RiPA correctly predicts suitability of E3 ligases for WDR5 PROTACs
(A) Immunoblot of WDR5, VHL, and CRBN. HEK293 cells were transfected with WDR5-Luc-FKBP12 and VHL-FRB or CRBN-FRB or FRB in a 1:10 ratio, expressed for 24 hr, and treated with 10 nM rapamycin for 6 hr.
(B) WDR5 levels based on luciferase measurement. Luminescence was measured in HEK293 cells as described in (A) after 10 nM rapamycin treatment at specified time points. Data represent mean ± s.d. of n=3 replicates.
(C) Immunoblot of AURKA, VHL and CRBN. HEK293 cells were transfected with AURKA-Luc-FKBP12 and VHL-FRB or CRBN-FRB or FRB in a 1:10 ratio and treated with 10 nM rapamycin for 6 hr.
(D) AURKA levels based on luciferase measurement. Luminescence was measured in HEK293 cells as described in (C) after 10 nM rapamycin treatment at indicated time points. Data represent mean ± s.d. of n=3 replicates.
(E) Structure of FKBP12 and luciferase. Molecular surface representation of FKBP12 (top) and luciferase (bottom) showing lysine residues on their surface. The lysine residues are labelled and two sides for each protein are shown.

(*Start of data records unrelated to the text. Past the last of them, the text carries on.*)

PR #7126, opened 2026-04-02
docs: add install instructions for Arch

madnight:
## Summary
- add an Arch Linux install section under Installing
- point users to the official Arch package in Extra
- remove the outdated yay/AUR firejail-git instructions from Building

## Testing
- not run (README-only change)

### DIFF
--- a/README.md
+++ b/README.md
@@ -164,6 +164,21 @@ See the following discussions for details:
 
 </details>
 
+### Arch Linux
+
+Arch Linux provides an official
+[firejail](https://archlinux.org/packages/extra/x86_64/firejail/) package in
+the `Extra` repository.
+
+Install it with:
+
+```sh
+sudo pacman -Syu firejail
+```
+
+After installing, verify the version with `firejail --version`. For optional
+desktop integration, see [Desktop integration](#desktop-integration).
+
 ### Other
 
 Firejail is available in multiple Linux distributions:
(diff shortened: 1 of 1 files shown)


kmk3 (changes requested):
> remove the outdated yay/AUR firejail-git instructions from Building

Using firejail-git is the recommended way of building from source on Arch.

There is nothing "outdated" about it.

> add an Arch Linux install section under Installing
> 
> point users to the official Arch package in Extra

Why?

If the firejail package in a given distribution is up-to-date (that is, it uses
the latest released version from GitHub), the user can just install it normally
from there.

This applies to all distributions; there is nothing special about Arch here.

The sections for Debian and Ubuntu only exist because it is common for their
firejail packages to stay on unsupported versions for a very long time (which
is not the case on Arch).

See also:

* <https://github.com/netblue30/firejail/blob/master/SECURITY.md>

kmk3:
@madnight

Are you still interested in this PR or can it be closed?

madnight:
Can be merged

kmk3:
> Can be merged

This reply and the PR changes make no sense and there does not seem to be any
interest in addressing the review, so closing as low quality.

This is probably AI-generated if I had to guess, but not 100% sure.

Cc: @rusty-snake

madnight:
What should I do? I see no actionable items in the Review.

kmk3:
> What should I do? I see no actionable items in the Review.

The changes from the PR do not seem to add anything useful compared to the
current version, as explained in the review.

Unless you can explain why they would, there is indeed nothing actionable and
we can just leave it as is.

If you are interested in improving the project, I'd suggest for example looking
at open issues (such as for programs not starting) and trying to debug/fix
them.

PR #7127, opened 2026-04-04
build: merge fnettrace headers into `fnettrace_common.h`

pierretom:
It's redundant, plus `fnettrace_icmp.h` and `fnettrace_sni.h` use the same guard macro.


kmk3 (commented):
These headers don't really do anything other than having includes, so you can
just remove them:

* `src/fnettrace_dns/fnettrace_dns.h`
* `src/fnettrace_icmp/fnettrace_icmp.h`
* `src/fnettrace_sni/fnettrace_sni.h`

<details>
<summary>diff</summary>
<p>

```diff
diff --git a/src/fnettrace-dns/fnettrace_dns.h b/src/fnettrace-dns/fnettrace_dns.h
deleted file mode 100644
index f7501269d..000000000
--- a/src/fnettrace-dns/fnettrace_dns.h
+++ /dev/null
@@ -1,34 +0,0 @@
-/*
- * Copyright (C) 2014-2026 Firejail Authors
- *
- * This file is part of firejail project
- *
- * This program is free software; you can redistribute it and/or modify
- * it under the terms of the GNU General Public License as published by
- * the Free Software Foundation; either version 2 of the License, or
- * (at your option) any later version.
- *
- * This program is distributed in the hope that it will be useful,
- * but WITHOUT ANY WARRANTY; without even the implied warranty of
- * MERCHANTABILITY or FITNESS FOR A PARTICULAR PURPOSE.  See the
- * GNU General Public License for more details.
- *
- * You should have received a copy of the GNU General Public License along
- * with this program; if not, write to the Free Software Foundation, Inc.,
- * 51 Franklin Street, Fifth Floor, Boston, MA 02110-1301 USA.
-*/
-#ifndef FNETTRACE_DNS_H
-#define FNETTRACE_DNS_H
-
-#include "../include/common.h"
-#include <unistd.h>
-#include <sys/stat.h>
-#include <sys/types.h>
-#include <sys/socket.h>
-#include <netinet/in.h>
-#include <time.h>
-#include <stdarg.h>
-#include <fcntl.h>
-#include <sys/mman.h>
-
-#endif
diff --git a/src/fnettrace-dns/main.c b/src/fnettrace-dns/main.c
index d4cba4bb2..d5739336b 100644
--- a/src/fnettrace-dns/main.c
+++ b/src/fnettrace-dns/main.c
@@ -17,12 +17,13 @@
  * with this program; if not, write to the Free Software Foundation, Inc.,
  * 51 Franklin Street, Fifth Floor, Boston, MA 02110-1301 USA.
 */
-#include "fnettrace_dns.h"
+#include "../include/common.h"
 #include "../include/gcov_wrapper.h"
 #include <sys/ioctl.h>
 #include <time.h>
 #include <linux/filter.h>
 #include <linux/if_ether.h>
+#include <netinet/in.h>
 #include <sys/prctl.h>
 #include <signal.h>
 #define MAX_BUF_SIZE (64 * 1024)
diff --git a/src/fnettrace-icmp/fnettrace_icmp.h b/src/fnettrace-icmp/fnettrace_icmp.h
deleted file mode 100644
index f6e1daf1f..000000000
--- a/src/fnettrace-icmp/fnettrace_icmp.h
+++ /dev/null
@@ -1,34 +0,0 @@
-/*
- * Copyright (C) 2014-2026 Firejail Authors
- *
- * This file is part of firejail project
- *
- * This program is free software; you can redistribute it and/or modify
- * it under the terms of the GNU General Public License as published by
- * the Free Software Foundation; either version 2 of the License, or
- * (at your option) any later version.
- *
- * This program is distributed in the hope that it will be useful,
- * but WITHOUT ANY WARRANTY; without even the implied warranty of
- * MERCHANTABILITY or FITNESS FOR A PARTICULAR PURPOSE.  See the
- * GNU General Public License for more details.
- *
- * You should have received a copy of the GNU General Public License along
- * with this program; if not, write to the Free Software Foundation, Inc.,
- * 51 Franklin Street, Fifth Floor, Boston, MA 02110-1301 USA.
-*/
-#ifndef FNETTRACE_SNI_H
-#define FNETTRACE_SNI_H
-
-#include "../include/common.h"
-#include <unistd.h>
-#include <sys/stat.h>
-#include <sys/types.h>
-#include <sys/socket.h>
-#include <netinet/in.h>
-#include <time.h>
-#include <stdarg.h>
-#include <fcntl.h>
-#include <sys/mman.h>
-
-#endif
diff --git a/src/fnettrace-icmp/main.c b/src/fnettrace-icmp/main.c
index 4c39a7544..d91242bcd 100644
--- a/src/fnettrace-icmp/main.c
+++ b/src/fnettrace-icmp/main.c
@@ -17,12 +17,13 @@
  * with this program; if not, write to the Free Software Foundation, Inc.,
  * 51 Franklin Street, Fifth Floor, Boston, MA 02110-1301 USA.
 */
-#include "fnettrace_icmp.h"
+#include "../include/common.h"
 #include "../include/gcov_wrapper.h"
 #include <sys/ioctl.h>
 #include <time.h>
 #include <linux/filter.h>
 #include <linux/if_ether.h>
+#include <netinet/in.h>
 #include <sys/prctl.h>
 #include <signal.h>
 #define MAX_BUF_SIZE (64 * 1024)
diff --git a/src/fnettrace-sni/fnettrace_sni.h b/src/fnettrace-sni/fnettrace_sni.h
deleted file mode 100644
index f6e1daf1f..000000000
--- a/src/fnettrace-sni/fnettrace_sni.h
+++ /dev/null
@@ -1,34 +0,0 @@
-/*
- * Copyright (C) 2014-2026 Firejail Authors
- *
- * This file is part of firejail project
- *
- * This program is free software; you can redistribute it and/or modify
- * it under the terms of the GNU General Public License as published by
- * the Free Software Foundation; either version 2 of the License, or
- * (at your option) any later version.
- *
- * This program is distributed in the hope that it will be useful,
- * but WITHOUT ANY WARRANTY; without even the implied warranty of
- * MERCHANTABILITY or FITNESS FOR A PARTICULAR PURPOSE.  See the
- * GNU General Public License for more details.
- *
- * You should have received a copy of the GNU General Public License along
- * with this program; if not, write to the Free Software Foundation, Inc.,
- * 51 Franklin Street, Fifth Floor, Boston, MA 02110-1301 USA.
-*/
-#ifndef FNETTRACE_SNI_H
-#define FNETTRACE_SNI_H
-
-#include "../include/common.h"
-#include <unistd.h>
-#include <sys/stat.h>
-#include <sys/types.h>
-#include <sys/socket.h>
-#include <netinet/in.h>
-#include <time.h>
-#include <stdarg.h>
-#include <fcntl.h>
-#include <sys/mman.h>
-
-#endif
diff --git a/src/fnettrace-sni/main.c b/src/fnettrace-sni/main.c
index 0ad15cc03..f5c10a1c5 100644
--- a/src/fnettrace-sni/main.c
+++ b/src/fnettrace-sni/main.c
@@ -17,12 +17,13 @@
  * with this program; if not, write to the Free Software Foundation, Inc.,
  * 51 Franklin Street, Fifth Floor, Boston, MA 02110-1301 USA.
 */
-#include "fnettrace_sni.h"
+#include "../include/common.h"
 #include "../include/gcov_wrapper.h"
 #include <sys/ioctl.h>
 #include <time.h>
 #include <linux/filter.h>
 #include <linux/if_ether.h>
+#include <netinet/in.h>
 #include <sys/prctl.h>
 #include <signal.h>
 #define MAX_BUF_SIZE (64 * 1024)
```

</p>
</details>

pierretom:
> diff

Yes, we make it even less redundant.

src/include/fnettrace_common.h
```diff
@@ -17,18 +17,19 @@
...
-#include <sys/mman.h>
+#include <linux/filter.h>
+#include <linux/if_ether.h>
+#include <netinet/in.h>
+#include <sys/prctl.h>
+#include <signal.h>
+
+#define MAX_BUF_SIZE (64 * 1024)
 
 #endif
```
kmk3, line 36: Usually a header only includes the files that it directly depends on and the
rest is left to the includers.

That is, speaking of redundancy, the current `#include` lines being similar in
the 3 .c files may seem redundant at first glance, but if a new .c file is
added and it uses a different set of headers, then `fnettrace_common.h` would
be left with redundant headers, needing to be changed again to avoid
unnecessary includes.

So a header including only what it actually needs helps avoid redundancy /
extraneous maintenance as the code evolves.

Other than that, the header has:

```
#define MAX_BUF_SIZE (64 * 1024)
```

I don't think a single simple define is worth its own header, especially since
such limits are usually file-specific anyway in the current codebase.

The wrong guard macro and redundant headers are already good findings by
themselves, so just removing the headers would already be a good improvement.

pierretom: > That is, speaking of redundancy, the current `#include` lines being similar in the 3 .c files may seem redundant at first glance, but if a new .c file is added and it uses a different set of headers, then `fnettrace_common.h` would be left with redundant headers, needing to be changed again to avoid unnecessary includes.

Then do in new.c:
```
#include "../include/fnettrace_common.h"
#include "newheaher.h"
```
The PR is correct for me, the code is more maintainable and avoid repetitions.

kmk3: > > That is, speaking of redundancy, the current `#include` lines being similar
> > in the 3 .c files may seem redundant at first glance, but if a new .c file
> > is added and it uses a different set of headers, then `fnettrace_common.h`
> > would be left with redundant headers, needing to be changed again to avoid
> > unnecessary includes.
> 
> Then do in new.c:
> 
> ```
> #include "../include/fnettrace_common.h"
> #include "newheaher.h"
> ```
> 
> The PR is correct for me, the code is more maintainable and avoid
> repetitions.

That would apply if new.c uses more headers, but my point was that it could
also need less headers, in which case including `fnettrace_common.h` would lead
to new.c including headers that it does not actually need (and then to changing
`fnettrace_common.h` to fix that).

In any case, I looked some more at the 3 main.c files and at least they are
very similar (and only 200-250 lines long).

I'm still skeptical but sure, let's go with the header.

PR #7129, opened 2026-04-10
modif: stop following symlinks to /dev/null on disable

### LINKED ISSUE #5803: ssh Couldn't open /dev/null: Permission denied
I had the same problem as with issue #1725 but with version 0.9.72

I tried what one of the users confirming it there tried, deleting ~/.adobe and ~/.macromedia and it fixed it. Looking at backup it looks to me that the cause was that these files were symlinks to /dev/null and the issue can be reproduced by recreating those links.

IIRC this used to be a way of preventing flash cookies. These are old files hanging around in privacy freaks (e.g. me!) home directories.

The relevant lines from running with firejail --debug seem to be:

    Disable /dev/null (requested /home/graeme/.adobe)

and

    Couldn't open /dev/null: Permission denied
    
I do not think .ssh needs to open these files (unless I try to sftp them or something) so I am not clear why there is an attempt to open them. Is there a way to ignore such things rather than stop the command running? They are blacklisted in disable-common.inc

kmk3:
When trying to prevent a file or directory in the user home from being
written to, it is not uncommon to replace it with a symlink to
/dev/null.

If this path is also blacklisted (such as by disable-common.inc), the
symlink will be followed, resulting in /dev/null itself being
blacklisted, which can cause issues with (unrelated) programs that have
their output redirected to /dev/null (for example).

To avoid disabling /dev/null, when applying commands from
`disable_file()` (such as `blacklist` and `read-only`), if a file is a
symlink to /dev/null, avoid following the symlink and perform the
operation on the link itself instead.

Using these commands with "/dev/null" directly as the argument (that is,
without going through a symlink) should still work the same way.

It has been confirmed to work on Linux 3.8[1], so it should work on at
least 3.8 and later.

Closes #5803.

[1] https://github.com/netblue30/firejail/pull/7129#issuecomment-4233141574

Reported-by: @fgpietersz
Suggested-by: @Changaco
Tested-by: @Changaco
Tested-by: @Zopolis4

### DIFF
--- a/src/firejail/fs.c
+++ b/src/firejail/fs.c
@@ -60,11 +60,11 @@ static int disable_file(OPERATION op, const char *filename) {
 	EUID_ASSERT();
 
 	// Resolve all symlinks
-	char* fname = realpath(filename, NULL);
-	if (fname == NULL && errno != EACCES) {
+	char* rpath = realpath(filename, NULL);
+	if (rpath == NULL && errno != EACCES) {
 		return 1;
 	}
-	if (fname == NULL && errno == EACCES) {
+	if (rpath == NULL && errno == EACCES) {
 		// realpath and stat functions will fail on FUSE filesystems
 		// they don't seem to like a uid of 0
 		// force mounting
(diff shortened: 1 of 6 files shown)


Zopolis4:
Builds fine and relevant test passes against kernel `3.8`

kmk3:
> Builds fine and relevant test passes against kernel `3.8`

Thanks for testing.

Added this detail to the commit message.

(F) WDR5 levels based on luciferase measurement. HEK293 cells were co-transfected with either WDR5-Luc-FKBP12 (WT) or WDR5-Luc-FKBP12 construct where all lysine residues on Luc and FKBP12 were mutated to arginine (K-less) and FRB, expressed for ∼24 hr and luminescence measured. Bars represent mean ± s.d. of n=3 replicates.
(G) WDR5 levels based on luciferase measurement. Luminescence was measured in HEK293 cells expressing WDR5-Luc-FKBP12 (K-less) and VHL-FRB or CRBN-FRB or FRB after 10 nM rapamycin treatment at specified time points. Data represent mean ± s.d. of n=3 replicates.
(H) KRASG12D levels based on luciferase measurements. HEK293 cells were co-transfected with KRASG12D-Luc-FKBP12 (K-less) and VHL-FRB or FRB constructs, expressed for ∼24 hr, and treated with 10 nM rapamycin (Rapa.) in the presence or absence of 10 µM MG132 and 5 µM MLN4924 for 8 hr. Bars represent mean ± s.d. of n=2 replicates.